ASSIGNMENT. In the records below, find the line holding "- Tests through" and the line holding "## What changed". Set down both, with every line between them, exactly.

INPUT MATERIAL Start Marker

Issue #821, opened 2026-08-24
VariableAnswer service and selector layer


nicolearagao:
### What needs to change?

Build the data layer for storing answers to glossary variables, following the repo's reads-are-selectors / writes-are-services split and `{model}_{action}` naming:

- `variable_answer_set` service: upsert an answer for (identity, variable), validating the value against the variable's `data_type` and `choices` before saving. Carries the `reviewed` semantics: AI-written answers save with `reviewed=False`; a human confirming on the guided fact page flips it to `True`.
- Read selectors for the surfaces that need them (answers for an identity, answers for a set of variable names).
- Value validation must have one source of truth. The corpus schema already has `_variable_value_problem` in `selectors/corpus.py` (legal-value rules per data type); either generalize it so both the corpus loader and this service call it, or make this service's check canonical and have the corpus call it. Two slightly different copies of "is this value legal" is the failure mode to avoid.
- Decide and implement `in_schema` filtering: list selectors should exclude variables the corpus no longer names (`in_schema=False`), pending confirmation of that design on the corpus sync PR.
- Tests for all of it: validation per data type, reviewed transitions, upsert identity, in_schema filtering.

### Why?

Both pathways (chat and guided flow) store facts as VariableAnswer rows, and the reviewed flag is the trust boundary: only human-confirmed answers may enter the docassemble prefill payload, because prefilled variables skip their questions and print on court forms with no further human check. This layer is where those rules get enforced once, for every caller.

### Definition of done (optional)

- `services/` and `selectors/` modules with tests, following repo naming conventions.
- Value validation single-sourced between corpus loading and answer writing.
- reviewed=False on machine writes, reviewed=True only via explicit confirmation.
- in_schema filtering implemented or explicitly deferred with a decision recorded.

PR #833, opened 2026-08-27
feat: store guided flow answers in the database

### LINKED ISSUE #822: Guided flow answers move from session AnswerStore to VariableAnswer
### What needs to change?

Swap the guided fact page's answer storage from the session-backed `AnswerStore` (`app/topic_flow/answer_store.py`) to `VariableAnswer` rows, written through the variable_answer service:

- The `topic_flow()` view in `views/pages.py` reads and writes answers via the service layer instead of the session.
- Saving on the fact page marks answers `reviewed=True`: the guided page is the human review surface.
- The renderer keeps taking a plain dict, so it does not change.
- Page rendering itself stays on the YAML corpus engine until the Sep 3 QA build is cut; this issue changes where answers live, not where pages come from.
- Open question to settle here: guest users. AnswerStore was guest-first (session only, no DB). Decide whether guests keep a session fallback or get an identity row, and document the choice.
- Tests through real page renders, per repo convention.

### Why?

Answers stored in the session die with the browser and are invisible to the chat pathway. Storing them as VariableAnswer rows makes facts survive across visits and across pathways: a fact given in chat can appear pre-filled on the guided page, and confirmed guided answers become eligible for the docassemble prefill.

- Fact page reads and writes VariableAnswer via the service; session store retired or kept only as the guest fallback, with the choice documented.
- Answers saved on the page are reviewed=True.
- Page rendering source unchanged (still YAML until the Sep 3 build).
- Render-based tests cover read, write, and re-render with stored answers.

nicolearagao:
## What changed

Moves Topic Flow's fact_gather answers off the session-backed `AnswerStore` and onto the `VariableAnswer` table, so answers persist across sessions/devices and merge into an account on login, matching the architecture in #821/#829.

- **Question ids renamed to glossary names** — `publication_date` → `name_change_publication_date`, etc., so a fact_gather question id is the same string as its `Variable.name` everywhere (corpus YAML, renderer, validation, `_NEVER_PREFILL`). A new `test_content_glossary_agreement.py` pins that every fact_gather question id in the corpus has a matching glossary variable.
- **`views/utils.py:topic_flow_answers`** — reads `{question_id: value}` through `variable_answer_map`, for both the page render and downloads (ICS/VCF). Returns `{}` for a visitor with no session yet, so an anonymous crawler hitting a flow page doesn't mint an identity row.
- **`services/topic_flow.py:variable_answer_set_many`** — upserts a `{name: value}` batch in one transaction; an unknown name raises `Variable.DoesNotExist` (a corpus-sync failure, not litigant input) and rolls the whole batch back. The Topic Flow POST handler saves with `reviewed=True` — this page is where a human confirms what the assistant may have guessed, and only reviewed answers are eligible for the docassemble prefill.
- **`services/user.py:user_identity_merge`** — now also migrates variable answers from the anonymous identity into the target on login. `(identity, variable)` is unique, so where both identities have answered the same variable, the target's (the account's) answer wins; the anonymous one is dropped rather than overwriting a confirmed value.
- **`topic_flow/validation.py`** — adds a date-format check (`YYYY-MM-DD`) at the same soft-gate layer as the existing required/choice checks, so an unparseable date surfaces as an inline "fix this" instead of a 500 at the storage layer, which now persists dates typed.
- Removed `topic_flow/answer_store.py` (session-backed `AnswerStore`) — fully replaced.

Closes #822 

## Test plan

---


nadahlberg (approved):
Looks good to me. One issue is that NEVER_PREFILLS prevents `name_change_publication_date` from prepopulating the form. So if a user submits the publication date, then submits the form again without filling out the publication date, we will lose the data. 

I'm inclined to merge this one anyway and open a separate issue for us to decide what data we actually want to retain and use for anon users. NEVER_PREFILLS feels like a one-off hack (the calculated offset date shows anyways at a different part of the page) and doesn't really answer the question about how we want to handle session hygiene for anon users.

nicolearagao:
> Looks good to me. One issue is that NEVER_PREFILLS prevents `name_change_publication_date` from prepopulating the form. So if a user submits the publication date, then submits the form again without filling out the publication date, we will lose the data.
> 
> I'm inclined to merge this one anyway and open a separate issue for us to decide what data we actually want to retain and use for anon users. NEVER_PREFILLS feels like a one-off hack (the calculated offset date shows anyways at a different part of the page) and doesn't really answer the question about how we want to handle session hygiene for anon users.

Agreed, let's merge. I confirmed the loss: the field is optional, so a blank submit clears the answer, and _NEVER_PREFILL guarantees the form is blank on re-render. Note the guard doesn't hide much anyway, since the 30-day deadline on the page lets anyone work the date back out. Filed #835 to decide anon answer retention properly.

INPUT MATERIAL End Marker
INPUT MATERIAL Start Marker

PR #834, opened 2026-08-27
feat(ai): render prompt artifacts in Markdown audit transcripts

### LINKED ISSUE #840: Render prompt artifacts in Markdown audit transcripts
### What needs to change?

INPUT MATERIAL End Marker

WRITTEN SOLUTION.
- Tests through real page renders, per repo convention.

### Why?

Answers stored in the session die with the browser and are invisible to the chat pathway. Storing them as VariableAnswer rows makes facts survive across visits and across pathways: a fact given in chat can appear pre-filled on the guided page, and confirmed guided answers become eligible for the docassemble prefill.

- Fact page reads and writes VariableAnswer via the service; session store retired or kept only as the guest fallback, with the choice documented.
- Answers saved on the page are reviewed=True.
- Page rendering source unchanged (still YAML until the Sep 3 build).
- Render-based tests cover read, write, and re-render with stored answers.

nicolearagao:
## What changed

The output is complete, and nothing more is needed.